Berühmt war Kasparow schon lange vorher. Der Sohn einer jüdisch-armenischen Familie galt als einer der genialsten Schachspieler. Schon im Alter von fünf Jahren entdeckte er in seiner Geburtsstadt Baku die Leidenschaft für das königliche Spiel. Schnell blieb das Talent Kasparows auch Schachexperten im fernen Moskau nicht verborgen. Schon mit 17 erhielt er den Titel eines internationalen Schach-Großmeisters. Und nur fünf Jahre später wurde er jüngster Weltmeister aller Zeiten – gegen seinen Landsmann Anatoli Karpow, mit dem er sich immer wieder faszinierende Duelle lieferte. In den 90er-Jahren erregte Kasparow weltweites Aufsehen, als er gegen den vom US-Konzern IBM entwickelten Schachcomputer „Deep Blue“ gewann.

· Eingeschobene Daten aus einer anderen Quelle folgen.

PR #109, opened 2025-02-15
Unified Test Case Infrastructure

portiabytes:
This PR introduces shared test cases between TypeScript and Python servers while (hopefully) maintaining their existing test implementations.

Note: It is not ready to merge, this is for visibility.

### 1. Shared Test Infrastructure
- Created standardized test case format in `common/test_cases.json`
- Moved hardcoded test data to shared location
- Structured test data to include:
  - Sample inputs
  - Expected outputs
  - Test cases for both topic trees and claims

### 2. Python Server Updates
- Updated `test_pipeline.py` to use shared test cases
- Added request validation tests
- Maintained mock system for basic testing
- Added support for optional API integration tests
- Added pytest configuration

### 3. Documentation
- Updated README to reflect test changes

## Testing Instructions
1. TypeScript tests:
```bash
cd express-server
npm test
```

2. Python tests:
```bash
cd pyserver
# With mocks
python -m pytest test_pipeline.py

# With API integration
export OPENAI_API_KEY=your-key
python -m pytest test_pipeline.py
```


pyserver/main.py
```diff
@@ -86,7 +89,7 @@ def read_root():
 ###################################
 # Step 1: Comments to Topic Tree  #
 #---------------------------------#
-@app.post("/topic_tree")
+@app.post("/topic_tree/")
```
staceysv, line 92: nit: we got rid of the trailing slashes because they cause a very annoying redirect in prod — could be missing something though!

pyserver/main.py
```diff
@@ -40,6 +40,9 @@
 
 app = FastAPI() 
 
+def get_client():
```
staceysv, line 43: smart, I like this :)

pyserver/test_pipeline.py
```diff
@@ -4,159 +4,105 @@
...
-  request ={"llm" : llm, "comments" : comments, "tree" : {"taxonomy" :tree}}
-  claims = client.post("/claims/?log_to_wandb=local_test_0", json=request).json()["data"]
-  json_print(claims)
-
-  print("\n\nStep 3: Dedup & sort\n\n")
-  llm.update({"user_prompt" : config.CLAIM_DEDUP_PROMPT})
-  request ={"llm" : llm, "tree" : claims }
-  full_tree = client.put("/sort_claims_tree/?log_to_wandb=local_test_0", json=request).json()["data"]
-  json_print(full_tree)
+# Remove hardcoded test data
```
staceysv, line 22: beautiful thank you!

pyserver/test_pipeline.py
```diff
@@ -4,159 +4,105 @@
...
-#test_wb_claims()
-#test_wb_dupes()
-#test_wb_full_pipeline(longer_pets_15)
 
-# TODO: test with edge case inputs
-# TODO: add assertions
-# assert response.status_code == 200
-# assert response.json() == {"name": "Foo", "price": 42}
+# Add Pydantic models for validation
+class Comment(BaseModel):
```
staceysv, line 35: nit: these are a subset of classes already defined in pyserver/main — maybe we import from there?

pyserver/test_pipeline.py
```diff
@@ -4,159 +4,105 @@
...
+    # Validate without making API call
+    try:
+        CommentsLLMConfig(**valid_request)
+        validation_passed = True
+    except ValidationError:
+        validation_passed = False
+    
+    assert validation_passed, "Valid request failed validation"
+
+@pytest.mark.skipif(not os.getenv("OPENAI_API_KEY"), reason="OpenAI API key not set")
```
staceysv, line 102: appreciate having this pattern, nice

pyserver/main.py
```diff
@@ -1170,6 +1163,15 @@ def cruxes_from_tree(req:CruxesLLMConfig, log_to_wandb:str = config.WANDB_GROUP_
 
   return {"data" : cruxes, "usage" : net_usage}
 
+@app.post("/generate_topic_tree")
```
staceysv, line 1166: nit: is this from testing?

staceysv:
Thanks so much, this is really helpful cleanup & organization!
Overall I'm very excited to have this way-more-neat Python setup and to unify it with TS. I think we'll need to add more cases to both/they may not always be identical, and I have some questions/uncertainty about how best to organize all the code — discussed below in categories of importance/priority, descending :)

**Running this:**
- worked for me with some python installations, maybe we can add those to the venv / have another go a the minimal setup/install steps, if any, to run the testing?
- I can't get this to work with an API key yet — were you able to? I get this warning, which isn't just the "skipped/not implemented" I expect?
```
stacey@Anastasias-MacBook-Pro pyserver % python -m pytest test_pipeline.py
======================================================================================= test session starts =======================================================================================
platform darwin -- Python 3.11.9, pytest-8.3.4, pluggy-1.5.0
rootdir: /Users/stacey/Code/aoi/t3c/tttc-light-js/pyserver
configfile: pytest.ini
plugins: anyio-4.8.0
collected 3 items                                                                                                                                                                                 

test_pipeline.py ..s                                                                                                                                                                        [100%]

======================================================================================== warnings summary =========================================================================================
../../../../../.pyenv/versions/t3c/lib/python3.11/site-packages/_pytest/config/__init__.py:1441
  /Users/stacey/.pyenv/versions/t3c/lib/python3.11/site-packages/_pytest/config/__init__.py:1441: PytestConfigWarning: Unknown config option: asyncio_mode
  
    self._warn_or_fail_if_strict(f"Unknown config option: {key}\n")

-- Docs: https://docs.pytest.org/en/stable/how-to/capture-warnings.html
```

**More of a style/direction note/inspiration:** 
it would be very helpful to have an overview / summary / short list of the edge cases/types of issues we're already addressing / explicitly testing / what we want to add next — I do see this at several different levels, namely the function names and the comments inside pyserver/test_pipeline.py, and I'd love to see something like an outline/list in a docstring, or a readme, or printed out when the tests run? or even a long comment saying, e.g., we're testing input/output structure already, we've covered these 1-2 routes of the pyserver but not this other newer route, we want to test, e.g. jailbreaking attemtpts in CSV rows next, etc.

**Prioritized next steps:** 

P0
- common/src/types.ts seems useful/shorter and also overlaps with a bunch of existing zod-reliant definitions, like in common/schema.ts — let's unify these if we can/not create extra ones
- express-server/src/tests/pipeline.test.ts: I don’t think we should delete the older version, let's check with @Brandon-Perry how it's currently used & add new stuff there

P1
- common/src/apiPyserver.ts— why is this a separate file from the existing common/apiPyserver.ts? shall we combine these? The original is a bit more zod oriented, and I don't think we want to get rid of it—maybe we import these in different ways/different places?
- common/src/morphisms.ts and common/src/prompts.ts — why are these two separate files? can we put all of this in one prompts file? Also pretty sure Brandon was going to rename morphisms as a bit too inscrutable :)

P2
- test_cases.json in common is great — want to make sure/note somewhere that we’re careful about not expecting the same exact output if/when we call any LLMs
- changing lots of package versions/dependencies: I see a lot of small updates to various packages and versions — works on my machine, and so far only @Brandon-Perry has edited any of that—want to make sure this doesn't affect anything else :) / maybe we need to update some aspect of the build script...?
- express-server/src/config/environment.ts OOH this is very useful/probably what I need for a bunch of other configuration across dev/test/prod — I need to figure out where/how it gets used, also where is this .env.test file and what is in it?
- express-server/src/pipeline/index.ts: ahhh, interesting — so we’re calling the openai from typescript here directly, is this maybe for mocking...? i'm not sure what this is for or how it gets used — maybe it's unclear, we moved away from TS directly calling openai so we could iterate in Python / log to W&B / transparently so I could work on the pipeline without learning TS.

staceysv (commented):
This is an excellent cleanup pass and first PR — thanks for figuring out this sprawling repo!!! Left more detailed comments & questions, I think we'll need to do a bit more  careful merging with existing TS files / definitions & setup.

Brandon-Perry:
Can you explain more about the changes in `/common`? I don't quite understand what's being done. I also don't understand why `common/src/` exists.

justinstimatze:
Gently closing as recent and upcoming changes will cover some of the ideas here.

Das Schachgenie gilt als ein sehr rationaler Mensch. Nur eine „hysterische Dame“ würde einen Polizisten beißen, sagte die Vorsitzende der Menschenrechtsorganisation „Helsinki-Gruppe“ zu den jüngsten Vorwürfen gegen Kasparow. Das wird ihm aber ebenso wenig helfen wie die zahlreichen ironischen Kommentare, die im russischen Internet die Runde machen. Vizepremier Dmitri Rogosin, der Russlands Vertreter bei der Nato in Brüssel war und heute für die russische Rüstungsindustrie zuständig ist, schlug dem angeblich verletzten Polizisten in seinem Twitter-Blog vor, sich gegen Tollwut impfen zu lassen.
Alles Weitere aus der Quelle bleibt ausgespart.